Being able to interface existing systems for ship reporting formalities, a middleware solution (software designed to make ICT systems talk to each other) can gather the information needed for the B2A (Business to Authority) and B2B (Business to Business) procedures from the ship information legacy system, process them and forward them to the appropriate counterpart in such a way that the message can be received and correctly interpreted by both the competent authorities’ and the dedicated business’ systems.

We can imagine it like a translator that is able to speak your language and translate it into the local port language, the customs’ and the terminal operator’s ones, and back. Advantages of such a solution include a great simplification of the communication burden for the operators, a huge saving in equipment, traffic and manpower, an increase in efficiency and competitiveness, and a dramatic reduction of handling errors.

To this end, a project called MIELE (Multimodal Interoperability E-services for Logistics and Environment sustainability) has developed such a middleware and demonstrated just how these advantages can be achieved. This solution offers new and improved services to companies, helping them exploit economies of scale to be more competitive operationally and financially. MIELE promotes door-to-door services to companies in logistics nodes and addresses reverse logistics issues, such as returning empty backhauls.

Such advantages come from the core functionality of the middleware, that is to make the processes of exchanging information among all the stakeholders in a B2B or B2A transaction easy and smooth.

How does it work?

When a ship arrives in or departs from a port, its owner must provide information to the port authorities about the transported cargo, dangerous goods, crew etc. for administrative purposes. Several are the competent authorities to be informed, both national and local: customs, security, environmental safety agencies, etc.

Besides, shipowners need to communicate with business partners, for terminal operations, logistics services, etc., for their business interests and procedures inland or at the terminal.

Each actor in this scenario uses paper and electronic procedures, with different communication standards and its own local ICT system for storing, communicating and providing information to others. Possibly these are organized locally in port communities (B2B) and single window platforms (B2A). As a consequence, the administrative burden can be quite high for shipping companies.

MIELE middleware scheme

MIELE middleware scheme

In this context, shipowners, operators and port communities are strongly interested in using a common system for communicating with the various counterparts and in the different port situations, in order to reduce the investments and the possibility of errors. Efforts from the EC are also meant to reduce this heterogeneity and to push for common solutions in every member state.

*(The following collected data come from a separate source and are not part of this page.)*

PR #198, opened 2017-12-07
added go fmt and go vet tests

ozym:
seems like a good idea.

mostly fixes `"uses unkeyed fields"` vetting warnings and some fmt changes in sit and gloria pb code.

am not  using the "-s" tag to gofmt, will add this once I update my vim macros.

you have to jump through hoops to avoid ./vendor. currently the yaml code isn't passing go vet.

### DIFF
--- a/test.sh
+++ b/test.sh
@@ -10,10 +10,10 @@ error_handler () {
 trap error_handler ERR
 
 echo "go formatting" 1>&2
-test -z "$(find ./meta ./resp ./tests ./tools -name "*.go" -exec gofmt -l {} \; | tee /dev/stderr)"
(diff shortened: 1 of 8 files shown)


test.sh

While an agreement on a common system is unlikely to be reached in the short term, the MIELE project is demonstrating through its middleware that it is feasible and much more easy to make these systems able to cooperate and communicate among each other.

The MIELE middleware is currently under demonstration in 5 full-scale interoperable pilots within the national systems participating in the project: Italy, Portugal, Spain, Cyprus and Germany, where the local ICT systems for ship reporting are made interoperable by interfacing with the MIELE Middleware. The demonstrations are meant to show both the feasibility of national single interfaces (“single windows”) and the advantages of a common interoperable solution against the manual interface among operators using different informative systems and procedures, in line with the EU directive.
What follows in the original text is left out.